16. For the various reasons stated, I propose to order security for costs against The Limerick Private Limited in the amount of €1,790,500.00. That is not quite full security as the just-mentioned figure is the estimated cost to VHI of defending the proceedings from this point onwards. However, it seems to me that ordering just that tranche of secured costs is the fairest way of minimising the risk of injustice to all if and when these proceedings continue. I would also propose to make the orders sought in paras.4(2) and 5 of the notice of motion (as identified at the start of this judgment).
17. It became the practice during the Covid lockdowns to give a provisional view at the end of a judgment as to how costs should lie. Subject to contrary argument between the parties, my provisional view is that VHI brought this application, succeeded on this application, and thus an order for the costs of the application should issue in its favour. That is a provisional view. If the parties consider that matters should rest otherwise as to costs, I will hear them further in this regard.
[1] This cumulative figure has not been, to use a colloquialism, ‘plucked from the air’. It has been reached by professional legal costs accountants as a result of their adding together the following estimated costs: (1) Solicitors’ Fees (€1,020,000), (2) Copying and Miscellaneous (€8,000), (3) Senior Counsel (€249,500), (4) Junior Counsel (€177,500), (5) Witnesses (Accountant and Economist) (€285,000), and (6) Miscellaneous Outlay (€50,500).

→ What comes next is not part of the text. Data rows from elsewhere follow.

PR #1233, opened 2025-07-24
Cache RenderContext and VelloRenderer in TestHarness

PoignardAzur:
Constructing those types take a lot of time.
Caching them between render calls lets us considerably speed up tests with multiple snapshots. (Still doesn't help with single-snapshot tests.)

Re-enable a multi-screenshot test that was taking too long.

### DIFF
--- a/masonry/screenshots/portal_button_list_scroll_to_item_13.png
+++ b/masonry/screenshots/portal_button_list_scroll_to_item_13.png
@@ -1,0 +1,3 @@
+version https://git-lfs.github.com/spec/v1
+oid sha256:9660536caa97bfdaee97ff987e7cf1dfe19afd3a8ac57d49c0e2e70ff88e834e
+size 2573
--- a/masonry_testing/src/harness.rs
+++ b/masonry_testing/src/harness.rs
@@ -130,6 +130,8 @@ pub struct TestHarness {
     signal_receiver: mpsc::Receiver<RenderRootSignal>,
     render_root: RenderRoot,
     access_tree: Option<accesskit_consumer::Tree>,
+    render_context: Option<RenderContext>,
+    vello_renderer: Option<vello::Renderer>,
     mouse_state: PointerState,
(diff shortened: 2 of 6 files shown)


masonry/screenshots/portal_button_list_scroll_to_item_13.png
DJMcNab, line 1: The text display/centering here is a little bit janky...

masonry_testing/src/harness.rs
```diff
@@ -384,25 +388,32 @@ impl TestHarness {
...
-            },
-        )
-        .expect("Got non-Send/Sync error from creating renderer");
+
+        let mut renderer = self.vello_renderer.take().unwrap_or_else(|| {
+            vello::Renderer::new(
+                device,
+                vello::RendererOptions {
+                    // TODO - Examine this value
+                    use_cpu: true,
```
DJMcNab, line 408: Hmm... This *probably* isn't what I'd expect us to use, but maybe for cross-platform compat it's worth it.

But I also don't think the pre-fine stages are likely to introduce cross-platform issues.

Definitely shouldn't change in this PR, though

masonry/screenshots/portal_button_list_scroll_to_item_13.png
PoignardAzur: Oh yeah, I bumped into that before. I can rewrite the test.

masonry_testing/src/harness.rs
PoignardAzur: Honestly, given the endgame is removing wgpu entirely, I don't think we should take the time to fix this.

masonry/screenshots/portal_button_list_scroll_to_item_13.png
PoignardAzur: On second thought, I'll leave the test as-is, because I'm not actually sure what's going wrong here.

PR #1235, opened 2025-07-24
Add type parameter to TestHarness

PoignardAzur:
This lets us skip downcast calls around edit_root_widget and root_widget (though we don't really use the latter).


Philipp-M (approved):
Makes sense. Though as soon as the arbitrary self types is stabilized and used here, we likely need to specify the type anyway I guess.

PR #1236, opened 2025-07-24
Make a bunch of property functions const

PoignardAzur:
For no particular reason.
Some of the property constructors cannot be made const because they use trait methods.


DJMcNab (approved):
"For no particular reason"...

PoignardAzur:
The longer version would be "Because it is a generally good thing to have functions be const and it lets us call them from constants, and since non-constness is infectious, it's better to make functions const proactively, otherwise you bump into cases where if you want to make a function const, you have to change a dozen of them at once".

PR #1237, opened 2025-07-24
Add rudimentary clipboard support

PoignardAzur:
This only supports copy-pasting strings, not rich text. And the way Ctrl+C is detected is somewhat dubious.

But it does effectively add clipboard support to Masonry apps.

### DIFF
--- a/masonry/src/widgets/text_area.rs
+++ b/masonry/src/widgets/text_area.rs
@@ -489,35 +489,23 @@ impl<const EDITABLE: bool> Widget for TextArea<EDITABLE> {
                     Key::Character(x)
                         if EDITABLE && action_mod && x.as_str().eq_ignore_ascii_case("x") =>
                     {
-                        edited = true;
-                        // TODO: use clipboard_rs::{Clipboard, ClipboardContext};
-                        // if let Some(text) = self.editor.selected_text() {
-                        //     let cb = ClipboardContext::new().unwrap();
-                        //     cb.set_text(text.to_owned()).ok();
-                        //     self.editor.drive(fcx, lcx, |drv| drv.delete_selection());
-                        // }
-                        // edited = true;
+                        if let Some(text) = self.editor.selected_text()
+                            && !text.is_empty()
+                        {
+                            let text = text.to_string();
+                            self.editor.driver(fctx, lctx).delete_selection();
+                            edited = true;
+                            ctx.set_clipboard(text);
+                        }
                     }
                     // Copy
                     #[cfg(any(target_os = "windows", target_os = "macos", target_os = "linux"))]
                     Key::Character(c) if action_mod && c.as_str().eq_ignore_ascii_case("c") => {
-                        // TODO: use clipboard_rs::{Clipboard, ClipboardContext};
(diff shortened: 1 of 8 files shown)


masonry/src/widgets/text_area.rs
DJMcNab, line 1: If you think that it would be feasible to add a small test for both pieces of functionality, that would be good.

But I don't think that's worth blocking this PR on. The rest of this code is insufficiently tested (i.e. most of the tests are in Parley).

masonry/src/widgets/text_area.rs
```diff
@@ -714,6 +704,23 @@ impl<const EDITABLE: bool> Widget for TextArea<EDITABLE> {
...
+            TextEvent::ClipboardPaste(text) => {
+                if EDITABLE {
+                    let (fctx, lctx) = ctx.text_contexts();
+                    self.editor
+                        .driver(fctx, lctx)
+                        .insert_or_replace_selection(text);
+
+                    // TODO - Factor out with other branches
+                    let new_generation = self.editor.generation();
+                    if new_generation != self.rendered_generation {
```
DJMcNab, line 717: Yeah; this whole generation thing is something we need to clean up eventually. This is probably for the best for now.

masonry_core/src/core/contexts.rs
```diff
@@ -1239,6 +1239,15 @@ impl_context_method!(
             self.widget_state.ime_area = None;
         }
 
+        /// Set the contents of the platform clipboard.
+        ///
+        /// For example, text widgets should call this for "cut" and "copy" user interactions.
```
DJMcNab, line 1244:
```suggestion
        /// For example, text widgets should call this for "cut" and "copy" user interactions.
        /// Note that we currently don't support the "Primary" selection buffer on X11/Wayland.
```

masonry_core/src/core/events.rs
```diff
@@ -33,7 +33,9 @@ pub enum TextEvent {
     Ime(Ime),
     /// The window took or lost focus.
     WindowFocusChange(bool),
-    // TODO - Add ClipboardPaste variant.
+    // TODO - Handle rich text copy-pasting
+    /// The user pasted content in
```
DJMcNab:
```suggestion
    /// The user pasted content in.
```

masonry_winit/src/event_loop_runner.rs
```diff
@@ -591,7 +597,25 @@ impl MasonryState<'_> {
             if let Some(wet) = window.event_reducer.reduce(&event) {
                 match wet {
                     WindowEventTranslation::Keyboard(k) => {
-                        window.render_root.handle_text_event(TextEvent::Keyboard(k));
+                        // TODO - Detect in Masonry code instead
```
DJMcNab, line 600: Broadly, the implementation strategy I'd expect for this would be a `request clipboard` signal (perhaps with a u32 id), then returning the `ClipboardPaste` when it arrives.

Because getting the clipboard contents is inherently async anyway (e.g. there might be a permissions dialog; it also is possibly requesting the content from another app which has to do async ops to get it, it can be streamed, etc.).

But that is very much not for this PR.

PR #1239, opened 2025-07-25
Add pixel snapping to layout pass

PoignardAzur:
Remove coordinates rounding code from Align and Flex.

Remove rounding from BoxConstraints: instead, widgets do layout under the assumption that they're in a full f64 coordinate space, and rounding only happens at the end of layout.

Document pixel snapping.
Pixel-snap the baseline as well.
Remove `invalid_screenshot_2` test (which relied on placing a child widget with sub-pixel boundaries to produce a slightly incorrect image, which we can no longer do).
Update all screenshot tests.

See [#masonry > Aligning layout boxes to pixel boundaries](https://xi.zulipchat.com/#narrow/channel/317477-masonry/topic/Aligning.20layout.20boxes.20to.20pixel.20boundaries) for details.


PoignardAzur:
The different is mostly invisible, but you can see it in the zstack screenshot tests (the "Foreground" box is now pixel-aligned, so its border is no longer slightly blurry).

masonry/screenshots/align_right.png
DJMcNab, line 1: Do you know why this image is now 7 times smaller?

masonry_core/src/doc/masonry_concepts.md
```diff
@@ -165,6 +165,17 @@ Handling writing modes is in-scope for Masonry in the long term, but is deferred
...
+
+Masonry currently handles pixel snapping for its widgets.
+
+The basic idea is that when widgets are laid out, Masonry takes their reported sizes and positions, and rounds them to integer values, so that the drawn shapes line up with pixels.
+
+This is done "at the end" of the layout pass, so to speak, so that widgets can lay themselves out assuming a floating point coordinate space, and without worrying about rounding errors.
+
+The snapping is done in a way that preserves relations between widgets: if one widget ends precisely where another stops, Masonry will pick values so that their pixel-snapped layout rects have no gap or overlap.
+
+
```
DJMcNab: We should document that this is intentionally wrong in the presence of scaling because we've deferred doing it properly.

masonry/screenshots/align_right.png
PoignardAzur: What do you mean? Github tells me they're both 400x400.

PoignardAzur: Or do you mean file weight? Probably I didn't run oxipng on it the first time around.

masonry_core/src/doc/masonry_concepts.md
PoignardAzur: Done.

masonry/screenshots/align_right.png
DJMcNab: Yeah, the file size.

DJMcNab (approved):
I think for this to be complete, we also need to do something similar in compose, or at least in Portal/VirtualScroll. The situation becomes more complex when there's a scroll ongoing, but we don't have support for smooth scroll yet.

I'd like to get Kaur's thoughts here, so it might be worth leaving this for a few days.

PoignardAzur:
> I think for this to be complete, we also need to do something similar in compose, 

Oh crap, I forgot to implement that part, good catch.

My plan regarding compose is:

- Arbitrary transforms may not be pixel-snapped, and that's fine, they're mostly for animations and fancy graphics.
- `scroll_translation` *must* be pixel-snapped, probably directly in `set_child_scroll_translation`.

We should also document those in more details.

DJMcNab:
> scroll_translation must be pixel-snapped.

From my discussions in Utrecht, I think that this is the case - except when an animated smooth scroll is ongoing. In that case, it's probably better to allow "off-grid" drawing. That is, the scroll being smooth is more important than the exact pixel alignment, IIUC

PoignardAzur:
Alright, then I'll leave it as a TODO for now. Making a distinction between animated and non-animated scroll offset is way beyond the scope of this PR.

PoignardAzur:
All considered, I've decided to leave a `set_animated_child_scroll_translation` method for future use-cases, and do scroll-snapping by default for now.

DJMcNab (approved):
Looks good to me. I can confirm that the scrolling behaviour does lead to an improvement (obviously only at 1x scale)

jaredoconnell (commented):
Looking at the screenshots, this does look like an improvement for unscaled displays. It's a downgrade for scaled displays, but that's out of the scope of this PR. I hope that's addressed soon, though.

[2] I should perhaps note that when it comes to the four cumulative criteria mentioned in Connaughton Road Construction v. Laing O’Rourke Ltd [2009] IEHC 7, §3.4, (a) the precise contours of the abuse of dominant position contended for by the plaintiffs remain opaque; so Connaughton criterion (i), “that there was actionable wrongdoing on the part of the defendant” and the related criterion (ii), “that there was a causal connection between that actionable wrongdoing and a practical consequence or consequences for the plaintiff”, are not met; and (b) the claimed losses arising from the alleged wrong (which are not verified on affidavit) remain uncertain and vague; so Connaughton criterion (iii), “that the consequences referred to in (ii) have given rise to some specific level of loss in the hands of the plaintiff, which loss was recoverable by law” and the related criterion (iv), “that the loss concerned was sufficient to make the difference between the plaintiff being in a position to meet the costs of the defendant in the event that the defendant should succeed, and the plaintiff not being in such a position”), are not satisfied.